Problem statement: Which lines of the data include the string "ProcsType"? List them all.

Entries provided:
Issue #925, opened 2022-05-20
[Feature] Add Tip Estimation Functionality for Transaction Priority


IkerAlus:
**Proposed Feature**

It would be nice to have a tip estimation feature available to increase the transaction priority prior submitting a transaction. This way, API-Sidecar users would have a guidance if they need fast transaction inclusion or they are ok with slow transaction inclusion.

In fact , users have already asked around [this functionality](https://substrate.stackexchange.com/questions/2716/is-there-a-way-to-find-out-the-appropriate-fee-when-generate-tx).

**Additional Information**

In general, this would imply to fetch up to n past blocks from the node and compute a tip estimation for a given transaction as a function of past transaction tips, past block weight usage and weight of the transaction to be send. There is extensive work done in this direction for Bitcoin and Ethereum and most of the wallets for those networks offer this functionality.

**Alternatives**

If we think that tip estimation is out of the scope of API-Sidecar, at least it would be nice to have an endpoint to fetch n blocks from the node (As it was already proposed [here](https://github.com/paritytech/substrate-api-sidecar/issues/460)).

TarikGul:
Okay, so I definitely like this and I think it holds a lot of merit. On the side of computation, this could be added to calc fee and I can write it in rust to save speed in sidecar. 

As to querying the past n blocks in regards to tip estimation, id be interested to see how we would want to implement this since it would take up some resources. That being said though we would only need to parse the extrinsics of each block and nothing else, and maybe cache any particular information that would be useful for future query's when it comes to tips. Curious how we would do that analysis, and happy to put together a call to discuss the design of something like this.  

> If we think that tip estimation is out of the scope of API-Sidecar, at least it would be nice to have an endpoint to fetch n blocks from the node (As it was already proposed https://github.com/paritytech/substrate-api-sidecar/issues/460).

I am happy to implement this very soon, as its on the roadmap already, and I think it can be done fairly quickly.

vae520283995:
Hope this feature will be implemented soon

IkerAlus:
>  That being said though we would only need to parse the extrinsics of each block and nothing else...

Actually, considering a similar approach to the typical fee estimator implemented [for Bitcoin core](https://blog.iany.me/2020/08/bitcoin-core-fee-estimate-algorithm/), the application would need to track also the (node's) transaction pool and carry several estimated values to be updated with every new block. This would imply to do automated queries to the node every 5-10 seconds and persist some kind of local store for the estimations...

[...]

PR #931, opened 2022-05-25
feat: add query param to add a `tip`, `partialFee`, and `priority` field to each extrinsic for `/node/transaction-pool`

TarikGul:
## Feature

**Summary**: Allow `/node/transaction-pool` to accept a query parameter called `includeFee`. When true it will attach a decoded `tip`, `partialFee`, and `priority` to each extrinsic. 

### Query Param `includeFee`

- Default: It will be `false`.
- If true: It will attach a `tip`, `partialFee`, and `priority` to each extrinsic within the "pool" array. 

rel: https://github.com/paritytech/substrate-api-sidecar/issues/925


src/controllers/node/NodeTransactionPoolController.ts
```diff
@@ -29,12 +30,14 @@ export default class NodeTransactionPoolController extends AbstractController<No
 	 * @param res Express Response
```
CurlyBracketEffect, line 30: Just a little note to adjust the comment describing the function params.

CurlyBracketEffect (approved):
Logic looks good...Just the note about the comment.

src/controllers/node/NodeTransactionPoolController.ts
CurlyBracketEffect: This comment was supposed to reference line 28

TarikGul: Good catch.

lexnv (approved):

docs/src/openapi-v1.yaml
```diff
@@ -2765,6 +2773,10 @@ components:
                   type: string
                   format: hex
                   description: Scale encoded extrinsic.
+                tip:
+                  type: string
+                  format: number
```
TarikGul, line 2778:
```suggestion
                  format: unsignedInteger
```

src/services/node/NodeTransactionPoolService.ts
```diff
@@ -3,20 +3,32 @@ import { INodeTransactionPool } from 'src/types/responses';
...
-	async fetchTransactionPool(): Promise<INodeTransactionPool> {
+	async fetchTransactionPool(
+		includeTip: boolean
+	): Promise<INodeTransactionPool> {
 		const { api } = this;
 
 		const extrinsics = await api.rpc.author.pendingExtrinsics();
 
-		const pool = extrinsics.map((ext) => {
+		if (includeTip) {
```
jsdw, line 13: Wondering whether you can avoid the duplication and get away with something like:

```ts
return {
    pool: extrinsics.map((ext) => {
        return {
            hash: ext.hash.toHex(),
            encodedExtrinsic: ext.toHex(),
            tip: includeTip ? ext.tip.toString() : undefined,
        };
    }),
};
```

(afaik undefined fields disappear when serialized to JSON anyway)

jsdw (approved):

jsdw:
Just to relay @joepetrowski's comment for consideration here:

Wouldn't you want to return the total fee including tip?
Since that's what determines priority. So if a transfer has a fee of 0.1, and a remark has a fee of 0.001, and the pool you query is loaded with transfers with a tip of 0, you could then think, "I'll put a tip of 0.01 just to make sure I'm ahead of all the stingy non-tippers", but with a total fee of 0.011 you'll still be last in line.

TarikGul:
@jsdw Yea I am going to rewrite this a bit to include the patialFee, and totalFee. Will request reviews again after.

src/services/node/NodeTransactionPoolService.ts
```diff
@@ -14,24 +14,103 @@
...
+					'This runtime does not have the sufficient materials to calculate fees.'
+				);
+			}
+
+			return {
+				pool: extrinsics.map((ext) => {
+					const { hash, encodedLength, tip } = ext;
+					const partialFee = calcFeeWithParams.calc_fee(
+						// TODO This value comes from the success, failure events.
+						BigInt(0),
```
TarikGul, line 47: This is the last piece of this calculation to figure out. Originally this value comes from the weight provided by a failed or successful event.

TarikGul: Might make more sense to use `api.rpc.payment.queryInfo` to find fee estimate

TarikGul: Okay so this is the right move, I am going to remove all `@substrate/calc` logic here and replace it with `queryInfo`.

src/services/test-helpers/mock/mockApi.ts
```diff
@@ -28,8 +28,10 @@ import {
 	SessionIndex,
 	StakingLedger,
 } from '@polkadot/types/interfaces';
+import BN from 'bn.js';
 
 import { polkadotMetadata } from '../../../test-helpers/metadata/metadata';
+// import { TypeFactory } from '../../../test-helpers/typeFactory';
```
niklasad1, line 34:
```suggestion
```

niklasad1, line 34:
```suggestion
```

src/services/node/NodeTransactionPoolService.ts
```diff
@@ -14,24 +14,172 @@
...
+		ext: Extrinsic,
+		dispatchClass: DispatchClass,
+		weight: Weight
+	): Promise<string> {
+		const { api } = this;
+		const { tip, encodedLength: len } = ext;
+		const BN_ONE = new BN(1);
+		const sanitizedClass = this.defineDispatchClassType(dispatchClass);
+
+		const { maxBlock } = this.api.consts.system.blockWeights;
```
niklasad1, line 106:
```suggestion
		const { maxBlockWeight } = this.api.consts.system.blockWeights;
```

niklasad1, line 106:
```suggestion
		const { maxBlockWeight } = this.api.consts.system.blockWeights;
```

src/services/node/NodeTransactionPoolService.ts
```diff
@@ -14,24 +14,172 @@
...
+		const maxLength: u32 =
+			this.api.consts.system.blockLength.max[sanitizedClass];
+		const boundedWeight = BN.min(BN.max(weight.toBn(), BN_ONE), maxBlock);
+		const boundedLength = BN.min(BN.max(new BN(len), BN_ONE), maxLength);
+		const maxTxPerBlockWeight = maxBlock.div(boundedWeight);
+		const maxTxPerBlockLength = maxLength.div(boundedLength);
+
+		const maxTxPerBlock = BN.min(maxTxPerBlockWeight, maxTxPerBlockLength);
+		const saturatedTip = tip.toBn().add(BN_ONE);
+		const scaledTip = this.maxReward(saturatedTip, maxTxPerBlock);
```
niklasad1, line 116: nice, totally missed that that was a closure in substrate

niklasad1, line 116: nice, totally missed that that was a closure in substrate

niklasad1 (approved):
gucci :)

src/services/node/NodeTransactionPoolService.ts
TarikGul: So we can't actually rename this using this syntax as it's destructuring the key `maxBlock` from the object `blockWeights`, but I do agree that some explicit naming would be better here so I'll give it a change.

TarikGul: changed

PR #944, opened 2022-06-06
fix(scripts): jest pass-fail bug

TarikGul:
Currently there was an issue when running the e2e tests where it wouldn't properly catch whether or not a test failed. It would always assume it passed and resolve a success code. This PR fixes that and allows the script to properly handle the error code on a failed test.

### DIFF
--- a/scripts/sidecarScriptApi.ts
+++ b/scripts/sidecarScriptApi.ts
@@ -83,12 +83,12 @@ export const killAll = (procs: ProcsType): void => {
 export const launchProcess = (
 	cmd: string,
 	procs: ProcsType,
-	{ proc, resolver, resolverStartupErr, args }: IProcOpts
+	{ proc, resolver, resolverJestErr, resolverStartupErr, args }: IProcOpts
 ): Promise<StatusCode> => {
 	return new Promise<StatusCode>((resolve, reject) => {
 		const { Success, Failed } = StatusCode;
-
 		const command = cmd || 'yarn';
+		let jestStatus = Success;
 
 		procs[proc] = spawn(command, args, { detached: true });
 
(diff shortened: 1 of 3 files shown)


scripts/sidecarScriptApi.ts
```diff
@@ -103,12 +103,17 @@ export const launchProcess = (
 		procs[proc].stderr.on('data', (data: Buffer) => {
 			console.error(data.toString().trim());
 
+			if (resolverJestErr && data.toString().trim().includes(resolverJestErr)) {
+				jestStatus = Failed;
+			}
+
 			if (resolverStartupErr && data.toString().includes(resolverStartupErr)) {
```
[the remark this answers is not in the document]
TarikGul: Good catch.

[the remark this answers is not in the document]
TarikGul: fixed

scripts/sidecarScriptApi.ts
```diff
@@ -103,12 +103,17 @@ export const launchProcess = (
...
 			console.error(data.toString().trim());
 
-			if (resolverStartupErr && data.toString().includes(resolverStartupErr)) {
+			if (resolverJestErr && data.toString().trim().includes(resolverJestErr)) {
+				jestStatus = Failed;
+			}
+
+			if (resolverStartupErr && data.toString().trim().includes(resolverStartupErr)) {
 				resolve(Failed);
 			}
```
jsdw, line 112: Just want to understand this bit; if there's a startup error and `resolverStartupErr` is true then we bail immedaitely with Failed, but in the `resolverJestErr` case we just set it to failed and let the "close" handle it?

jsdw, line 112: Just want to understand this bit; if there's a startup error and `resolverStartupErr` is true then we bail immedaitely with Failed, but in the `resolverJestErr` case we just set it to failed and let the "close" handle it?

jsdw (approved):

scripts/sidecarScriptApi.ts
jsdw: (I guess I'm wondering why we choose to immediately resolve in some cases, and wait for close in others?)

TarikGul: Yea the difference here being when we know Jest fails, we want it to finish resolving the suite, but acknowledge it's failure. Whereas if there is a startup error, we just resolve the process. This makes sure the Jest finishes doing whatever it needs before we log its failed tests.

jsdw: Ok gotcha, makes sense!

niklasad1 (approved):

PR #954, opened 2022-06-09
feat: add `/blocks` that enforces `range` query param.

### LINKED ISSUE #460: /blocks should allow fetching of multiple blocks
Right now the `blocks` endpoint (somewhat misleadingly) fetches info for only a single block. It would be good if it supported a comma or plus separated list of blocks, and return them all in an array.

```
/blocks/500001+500002
or
/blocks/500001,500002
```

The BC-approach would be to only return as array when multiple blocks are passed in. The *right* approach would be a mid version bump due to a change in return values which should now ALWAYS return arrays, even when looking for a simple blocks. The single-element return should be renamed to `/block` and should under the hood just call `/blocks/xxxx[0]`

TarikGul:
### Feature

Endpoint:  `/blocks`

Query params: `range` (required) ex. `/blocks?range=0-999`
  - I implemented our own range parser because it's not perfectly clear yet if we want to provide support only for a static range such as `0-999`, or for something more dynamic such as `1,2,3,10-100,123,1234`
  
Response: 
```
[
{<IBlock>},
{<IBlock>},
...
]
```

co-authored by @jsdw (Implemented the PromiseQueue)

closes: [#460](https://github.com/paritytech/substrate-api-sidecar/issues/460)


TarikGul:
Some benchmarks for querying 1000 blocks at a time against a polkadot archive node:

```
GET /blocks?range=0-1000 200 4242ms
GET /blocks?range=10000-11000 200 4074ms
GET /blocks?range=100000-101000 200 4578ms
GET /blocks?range=1546264-1547264 200 7568ms
GET /blocks?range=2416152-2417152 200 5778ms
GET /blocks?range=3000000-3001000 200 6084ms
```

src/controllers/AbstractController.ts
```diff
@@ -196,6 +217,10 @@ export default abstract class AbstractController<T extends AbstractService> {
 		);
 	}
 
+	private verifyInt(num: Number): boolean {
+		return !Number.isInteger(num) || num < 0;
+	}
```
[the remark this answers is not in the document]
TarikGul: ahh yes, good call.

src/controllers/AbstractController.ts
```diff
@@ -180,13 +182,32 @@ export default abstract class AbstractController<T extends AbstractService> {
...
+	protected parseRangeOfNumbersOrThrow(n: string): number[] {
+		const splitRange = n.split('-');
+		if (splitRange.length !== 2) {
+			throw new BadRequest('Incorrect range format. Expected example: 0-999');
+		}
+
+		const min = Number(splitRange[0]);
+		const max = Number(splitRange[1]);
+
+		if (!this.verifyInt(min) || !this.verifyInt(max)) {
```
niklasad1, line 204: I find this logic a little bit hard to understand.

As it will accept both `0-100` and `100-0`, I kind assumed that that "reverse range" should not work.

src/controllers/AbstractController.ts
```diff
@@ -180,13 +182,32 @@ export default abstract class AbstractController<T extends AbstractService> {
...
+			throw new BadRequest('Inputted range contains non integers.');
+		}
+
+		return [...Array(max - min + 1).keys()].map((i) => i + min);
```
niklasad1, line 208: I think you should check that `max >= min`

src/controllers/AbstractController.ts
niklasad1: i.e, 

```
if !(this.verifyUInt(min) {
  throw new BadRequest('Inputted `min` invalid UInt.');
) 

if !(this.verifyNonZeroUInt(min) {
  throw new BadRequest('Inputted `max` invalid NonZeroUInt.');
) 

if (min >= max ) {
   throw new BadRequest('Invalid range: max must be bigger than min');
}
```

src/controllers/AbstractControllers.spec.ts
```diff
@@ -316,4 +316,34 @@ describe('AbstractController', () => {
...
+			const badFormatRequest = new BadRequest(
+				'Incorrect range format. Expected example: 0-999'
+			);
+			const badIntRequest = new BadRequest(
+				'Inputted range contains non integers.'
+			);
+			expect(() => controller['parseRangeOfNumbersOrThrow']('100')).toThrow(
+				badFormatRequest
+			);
+			expect(() => controller['parseRangeOfNumbersOrThrow']('100-h')).toThrow(
```
niklasad1, line 337: perhaps a test for `100-0` and `1-1`

src/controllers/blocks/BlocksController.ts
```diff
@@ -233,4 +236,71 @@ export default class BlocksController extends AbstractController<BlocksService>
...
+			queryFinalizedHead,
+			omitFinalizedTag,
+		};
+
+		/**
+		 * Given a range of hashes, generate an array containing callbacks for
+		 * each query.
+		 */
+		const tasks: Array<() => Promise<IBlock>> = [];
+		for (let i = 0; i < rangeOfNumsToHash.length; i++) {
```
niklasad1, line 279: does iterators work here? would be nice to get rid of the `c-style for loops` if possible.

src/controllers/blocks/BlocksController.ts
```diff
@@ -233,4 +236,71 @@ export default class BlocksController extends AbstractController<BlocksService>
...
+					historicApi,
+					options
+				);
+			});
+		}
+
+		const blocksPromise: Promise<unknown>[] = [];
+
+		const pQueue = new PromiseQueue(4);
+		for (let i = 0; i < tasks.length; i++) {
```
niklasad1, line 293: does iterators work here? would be nice to get rid of the c-style for loops if possible.

src/util/PromiseQueue.ts
```diff
@@ -0,0 +1,102 @@
...
+ * A PromiseQueue, enforcing that no more than `maxTasks` number of tasks
+ * are running at a given time.
+ */
+export class PromiseQueue<T> {
+	// How many tasks are allowed to run concurrently?
+	#maxTasks: number;
+	// How many tasks are currently running concurrently?
+	#runningTasks = 0;
+	// The queued tasks waiting to run
+	#tasks: LinkedList<() => void>;
```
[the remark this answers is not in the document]
jsdw: that's true, the linkedlist was just easier to implement I guess, and with a double ended queue you probably want to make sure it shrinks down again when items are removed, which the linked list thing just handles :)

docs/src/openapi-v1.yaml
```diff
@@ -1589,6 +1616,10 @@ components:
           - Fee = 0
           - Misc = 1
           - All = 2
+    BlockRange:
```
jsdw, line 1619: I wonder whether this should just be `Blocks`?

src/controllers/AbstractController.ts
```diff
@@ -196,6 +217,10 @@ export default abstract class AbstractController<T extends AbstractService> {
 		);
 	}
 
+	private verifyInt(num: Number): boolean {
+		return Number.isInteger(num) && num > 0;
+	}
```
jsdw, line 222: Just a random thought; I wonder how many of these sorts of functions could just be standalone utility functions and not be associated with a class in some way (once something is in a class, it has access to everything under `this` and so in my mind can be a little harder to reason about what they might do, whereas with standlone functions in a utility file you know exactly all of the data they will have access to)

src/controllers/AbstractController.ts
jsdw: If somebody asks for the range 1-10000000, this sort of thing will blow up quite quickly I guess?

It might be better to represent the range like some ` class Range { start: number, end: number }` that can be turned into an iterator to iterate over each number?

TarikGul: So I did actually think of this. But not sure what the limit should be. On a local archive node I was able to query 10,000 blocks within 30 seconds. So my guess is to put a 10k max on it, with an overrideMax query param?

docs/src/openapi-v1.yaml
TarikGul: So we have `Block` already and I didnt want to confuse others. But maybe the plural `Blocks` is ideal.

src/controllers/AbstractController.ts
TarikGul: Yea this is totally correct, will add that check.

src/controllers/AbstractControllers.spec.ts
TarikGul: Yes, good call.

src/controllers/blocks/BlocksController.ts
TarikGul: So iterators aren't the best choice here. They are not as clean as iterators in rust for example, but performance is relevant here and c-style for loops are the best for performance in javascript. 

Iterators are great in JS for anything where we want to wait for execution until the next iteration (especially when we want to call async calls within a for loop), but because we are just initializing an array with callbacks it's ideal here for the c-style for loop.

src/controllers/AbstractController.ts
jsdw: if there was an `overrideMax` query param, wouldn't that allowa request to blow up the server still? Or do you mean ENV var perhaps?

How many blocks is something likely to realistically want to act for at once, I wonder? A response containing 10k blocks would still be quite large and be quite an easy DoS vector for any public sidecar instance (though that might be true of other requests, and if sidecar is mainly used internally maybe it's not a huge deal?)

I'd go for something like a 100-200ish max offhand, without knowing what people actually would be requesting back?

docs/src/openapi-v1.yaml
jsdw: Yeah; I mean it's just a nit, so I'm not bothered either way, but if I saw `Blocks` I'd instantly understand it's relationship with `Block`, whereas `BlockRange` could be something totally different.

src/controllers/blocks/BlocksController.ts
niklasad1: ok, ty for the explaination.

my JS skillz :see_no_evil: :)

src/controllers/AbstractController.ts
TarikGul: Yea I think in general, users shouldn't ever really be using sidecar against public nodes and just their own archive nodes. Or atleast thats what all the exchanges, external teams use it for. I would propose maybe a 500 max with no override at all. Considering the requests are generally pretty fast all the way up to 1k blocks.

docs/src/openapi-v1.yaml
TarikGul: Yea makes sense, i'll change it up. I was kinda conflicted when writing these up anyways. I dont like the name `BlockRange` anyways.

src/controllers/AbstractController.ts
TarikGul: Yea I am open to pushing this in our util folder. It's newly created with the `PromiseQueue` being added to sidecar so it would be nice to have these simpler verification helper functions in there.

TarikGul: It's a start to definitely clean things up.

src/controllers/AbstractController.ts
jsdw: I'd be up for 500! I'd also have no issue with an env var or other config parameter so that exchanges etc can customise it if they want.

docs/src/openapi-v1.yaml
TarikGul: Fixed

src/controllers/AbstractController.ts
TarikGul: fixed

src/util/PromiseQueue.ts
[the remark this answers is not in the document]
TarikGul: Given this notion, do we want to implement a double ended queue, or is a linked list sufficient?

niklasad1 (approved):

src/controllers/AbstractController.ts
TarikGul: You mean with verifying UInt and a NonZeroUInt correct?

src/util/PromiseQueue.ts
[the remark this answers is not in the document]
niklasad1: leave it out this PR, I think the networking is the bottleneck anyway.

but maybe worth investigating :)

src/controllers/AbstractController.ts
niklasad1: yeah, or something even better.

TarikGul: Yea i agree, it will always for concise behavior between the min and max as well. Will put that in now.

src/controllers/AbstractController.ts
```diff
@@ -180,13 +182,44 @@ export default abstract class AbstractController<T extends AbstractService> {
...
+		const min = Number(splitRange[0]);
+		const max = Number(splitRange[1]);
+
+		if (!this.verifyInt(min) || !this.verifyInt(max)) {
+			throw new BadRequest('Inputted range contains non integers.');
+		}
+
+		if (min >= max) {
+			throw new BadRequest(
+				'Inputted min value cannot be greater than the max value.'
```
jsdw, line 210: Nit:

```suggestion
				'Inputted min value cannot be greater than or equal to the max value.'
```

src/controllers/blocks/BlocksController.ts
```diff
@@ -233,4 +236,72 @@ export default class BlocksController extends AbstractController<BlocksService>
...
+	> = async (
+		{ query: { range, eventDocs, extrinsicDocs } },
+		res
+	): Promise<void> => {
+		if (!range) throw new BadRequest('range query parameter must be inputted.');
+
+		// We set a max range to 500 blocks.
+		const rangeOfNums = this.parseRangeOfNumbersOrThrow(range, 500);
+		const rangeOfNumsToHash = await Promise.all(
+			rangeOfNums.map(async (n) => await this.getHashForBlock(n.toString()))
```
jsdw, line 260:
```suggestion
			rangeOfNums.map((n) => this.getHashForBlock(n.toString()))
```

I guess this is identical anyway?

jsdw, line 260: Should this be queued at all too or happy to do all of the number -> hash requests at once, as opposed to block details which are queued to do 4 at a time?

src/controllers/AbstractController.ts
TarikGul: Okay cool, so the verifyInt has all been removed and added to its own integers util folder.

src/controllers/AbstractController.ts
TarikGul: Okay yea i cleaned it up to handle Uint correctly and Non zero uints correctly. I think its way cleaner and concise about what the error messages will return.

src/controllers/blocks/BlocksController.ts
jsdw: I almost wonder whether you could combine a bunch of steps into something like:

```
const pQueue = new PromiseQueue(4);
const blocksPromise: Promise<Unknown>[] = [];

for (let i = 0; i < rangeOfNums.length; i++) {
    let result = pQueue.push(async () => {
        let hash = await this.getHashForBlock(n.toString());
	const historicApi = await this.api.at(hash);
	return await this.service.fetchBlock(
		hash,
		historicApi,
		options
	);
    });
    blocksPromise.push(result);
}
```

That way there would be no intermediate array for tasks and no intermediate array for block hashes, and also everything is queued, rather than hashes being all obtained at once. WDYT?

TarikGul: yea this is correct we dont need the async await

TarikGul: Yea something like this would be cleaner. Having it all in one iteration is way more sound IMO. I agree. Will update it right now to work, and run some quick benchmarks.

TarikGul: Thanks for the suggestion.

jsdw (approved):

jsdw:
Looks great!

Solution to the problem:
@@ -83,12 +83,12 @@ export const killAll = (procs: ProcsType): void => {
 	procs: ProcsType,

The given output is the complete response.